William B. Kristan III1 and William I. Boarman2
1
Department of Biological Sciences, California State University, San Marcos, CA 92026
2USGS-Western Ecological Research Center, San Diego, CA

Modern wildlife management strives to base practices on science. However, management actions cannot wait for scientific knowledge to accumulate, and are made with the best available science at the time, which can cause later difficulties when management actions are challenged. We investigated the scientific basis for recovery actions used for desert tortoises, both to determine its coverage (i.e. are there studies that address the effectiveness of recovery actions used today?) and its reliability (i.e. are the studies available scientifically defensible?). We collected peer-reviewed journal articles, unpublished reports, and other forms of information desert tortoise managers use to support their recovery actions, and evaluated topics addressed and major findings. Additionally, we compared each study to general criteria for reliability of scientific studies (e.g. the most reliable studies use experimental manipulation, randomization, replication, and controls whereas deviations from these practices reduce reliability). We found that studies of threats to tortoises are fairly common.

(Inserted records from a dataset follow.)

PR #10392, opened 2025-08-05
Drop Node 18 support

eddeee888:
Node 18 is has reached EOL so we should avoid using it or test it.

### DIFF
--- a/.github/workflows/main.yml
+++ b/.github/workflows/main.yml
@@ -29,8 +29,6 @@ jobs:
         uses: actions/checkout@11bd71901bbe5b1630ceea73d27597364c9af683 # v4
       - name: Setup env
         uses: the-guild-org/shared-config/setup@main
-        with:
-          nodeVersion: 18
       - name: Prettier Check
         run: yarn prettier:check
   dev-tests-old:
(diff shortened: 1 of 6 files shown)


.github/workflows/main.yml
```diff
@@ -29,8 +29,6 @@ jobs:
         uses: actions/checkout@11bd71901bbe5b1630ceea73d27597364c9af683 # v4
       - name: Setup env
         uses: the-guild-org/shared-config/setup@main
-        with:
-          nodeVersion: 18
```
eddeee888, line 33: This defaults to Node 22, so removing explicit version is simpler & will get advantage when the shared workflows gets updated

.github/workflows/main.yml
```diff
@@ -139,10 +129,10 @@ jobs:
     strategy:
       matrix:
         os: [ubuntu-latest] # remove windows to speed up the tests
-        node_version: [16, 18, 20]
+        node_version: [20, 22, 24]
         graphql_version: [15, 16]
         include:
-          - node-version: 14
+          - node-version: 20
```
eddeee888, line 135: We should at least test Node 20 on Windows. Node 14 is a bit too old

PR #10403, opened 2025-08-12
Update tsconfig for Node 20

eddeee888:
## Description

This is based on https://github.com/tsconfig/bases/blob/main/bases/node20.json

Note:
- `bob` has mapping to `es2022` when building for ESM, so we cannot set `module` or `moduleResolution` like the base Node 20 example


babel.config.js
```diff
@@ -1,6 +1,6 @@
 module.exports = {
   presets: [
     ['@babel/preset-env', { targets: { node: process.versions.node.split('.')[0] } }],
-    '@babel/preset-typescript',
+    ['@babel/preset-typescript', { allowDeclareFields: true }],
```
eddeee888, line 4: We use `babel-jest`, so we need this to understand `declare` keyword needed by tsconfig version of Node 20

packages/plugins/other/visitor-plugin-common/src/base-resolvers-visitor.ts
```diff
@@ -691,7 +691,7 @@ export class BaseResolversVisitor<
   TRawConfig extends RawResolversConfig = RawResolversConfig,
   TPluginConfig extends ParsedResolversConfig = ParsedResolversConfig
 > extends BaseVisitor<TRawConfig, TPluginConfig> {
-  protected _parsedConfig: TPluginConfig;
+  protected declare _parsedConfig: TPluginConfig;
```
eddeee888, line 694: Without this, `declare` keyword, TS will throw error:
```
Property '_parsedConfig' will overwrite the base property in 'BaseVisitor<TRawConfig, TPluginConfig>'. If this is intentional, add an initializer. Otherwise, add a 'declare' modifier or remove the redundant declaration.ts(2612)
```

PR #10404, opened 2025-08-13
Bump packages

eddeee888:
## Description

This PR bumps deps to next major versions:

- nock v14
- dependency-graph to v1
- cosmiconfig v9
- debounce v2
- jiti v2.3

These have lower risk so I'm grouping them together

## Type of change

- [x] Version update


packages/graphql-codegen-cli/package.json
```diff
@@ -78,7 +78,6 @@
   "devDependencies": {
     "@graphql-tools/merge": "9.0.6",
     "@parcel/watcher": "^2.1.0",
-    "@types/debounce": "1.2.4",
```
eddeee888, line 81: `debounce` v2 comes with types so we don't need this type package anymore 🕺

packages/graphql-codegen-cli/src/config.ts
```diff
@@ -75,8 +75,8 @@ function customLoader(ext: 'json' | 'yaml' | 'js' | 'ts' | 'mts' | 'cts'): Codeg
     }
 
     if (ext === 'ts') {
-      const jitiLoader = jiti('', { interopDefault: true });
-      return jitiLoader(filepath);
+      const jitiLoader = createJiti('');
+      return jitiLoader.import(filepath, { default: true });
```
eddeee888, line 79: In `jiti@2.3`, `default: true` is the equivalent of `interopDefault: true`

PR #10405, opened 2025-08-16
[CLI] Bump deps for next major version

eddeee888:
## Description

This PR bump CLI deps and handle breaking changes:
- listr2
- inquirer

## Tests

- [x] Using alpha package

### Listr2

https://github.com/user-attachments/assets/084925ca-da58-4d64-9c19-348da35e34ae

### Inquirer

https://github.com/user-attachments/assets/a6d157a0-49b6-4b9b-a762-ffc3e20553e6


packages/graphql-codegen-cli/src/codegen.ts
```diff
@@ -414,13 +423,13 @@ export async function executeCodegen(
     {
       rendererOptions: {
         clearOutput: false,
-        collapse: true,
+        collapseSubtasks: true,
```
eddeee888, line 426: `collapse` is renamed to `collapseSubtasks` since [listr2 v6](https://github.com/listr2/listr2/releases/tag/v6.0.0)

packages/graphql-codegen-cli/src/codegen.ts
```diff
@@ -414,13 +423,13 @@ export async function executeCodegen(
...
         formatOutput: 'wrap',
         removeEmptyLines: false,
       },
       renderer: config.verbose ? 'verbose' : 'default',
       ctx: { errors: [] },
-      rendererSilent: isTest || config.silent,
+      silentRendererCondition: isTest || config.silent,
```
eddeee888, line 432: `rendererSilent` is renamed to `silentRendererCondition` since [listr2 v6](https://github.com/listr2/listr2/releases/tag/v6.0.0)

packages/graphql-codegen-cli/tests/generate-and-save.spec.ts
```diff
@@ -242,31 +242,26 @@ describe('generate-and-save', () => {
...
     const originalNodeEnv = process.env.NODE_ENV;
 
-    let consoleErrorMock: jest.Mock;
+    let outputErrorMock: jest.SpyInstance;
 
     beforeEach(() => {
-      // Mock common console functions to avoid noise in the terminal
-      global.console.log = jest.fn();
-      global.console.warn = jest.fn();
-      global.console.error = jest.fn();
```
eddeee888, line 254: `listr2` doesn't call `console.*`. Instead, the output goes to `std*`

packages/graphql-codegen-cli/src/init/questions.ts
eddeee888, line 1: BIG API change from `inquirer` (legacy) and `@inquirer/prompts`.

We now call the questions functions (e.g. `checkbox`, `input`, etc.) instead of providing an object with said type.
Main changes:
- `when` no longer exists. We now just use the previous answers to decide whether to call the next
- `suffix` no longer exists. We have to construct the strings manually
- `select.default` (`select` is formerly `list`) must point to the value of the item for comparison to work correctly. [Source](https://github.com/SBoudrias/Inquirer.js/blob/ee16061a1e3f99a6cc714a3d473f7cd12b06a3f1/packages/select/src/index.ts#L146-L147)
- `default` are not functions anymore. For our use case, we can find the default values using the variables created above
-

packages/graphql-codegen-cli/tests/generate-and-save.spec.ts
```diff
@@ -281,37 +276,34 @@ describe('generate-and-save', () => {
...
-          [FAILED] - ES Modules and CommonJS exports (export as default or named export "schema")
-          [FAILED] - Introspection JSON File
-          [FAILED] - URL of GraphQL endpoint
-          [FAILED] - Multiple files with type definitions (glob expression)
-          [FAILED] - String in config file
-          [FAILED]
-          [FAILED] Try to use one of above options and run codegen again.
+        const cwd = process.cwd(); // cwd is different for every machine, remember to replace local path with this after updating snapshot
+        expect(outputErrorMock.mock.calls[0][0]).toMatchInlineSnapshot(`
+          "[31m[FAILED][39m Failed to load schema from ./tests/test-files/schema-dir/error-schema.graphql:
```
eddeee888, line 281: `listr2` prints verbose messages with colour now.
The `[31m[FAILED][39m` makes `FAILED` red in the terminal.
To make it a bit simpler to test the output, I've just use `toMatchInlineSnapshot`

packages/graphql-codegen-cli/tests/generate-and-save.spec.ts
```diff
@@ -281,37 +276,34 @@ describe('generate-and-save', () => {
...
+          [31m[FAILED][39m Syntax Error: Expected Name, found "!".
+
+          [31m[FAILED][39m ${cwd}/tests/test-files/schema-dir/error-schema.graphql:2:15
```
eddeee888, line 284: `cwd` is overwritten to the machine's actual path if we update the snapshot tests of this file 
i.e. the person updating this test would have to replace this manually. This could be annoying.

However, this is rarely updated so let's try this for now.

However, since reduction in a single known threat for a species limited by multiple threats (such as road mortality and raven predation) may not result in recovery, we considered reduction in threat to be a necessary but not a sufficient demonstration of effectiveness of a recovery action. Studies of effectiveness of recovery actions are rare, and we found no study that experimentally demonstrated a tortoise population recovery following a recovery action. We propose a series of increasingly stringent assumptions that must be made for observations of reduced threats to be considered recovery, so that existing studies can be better placed in a recovery context.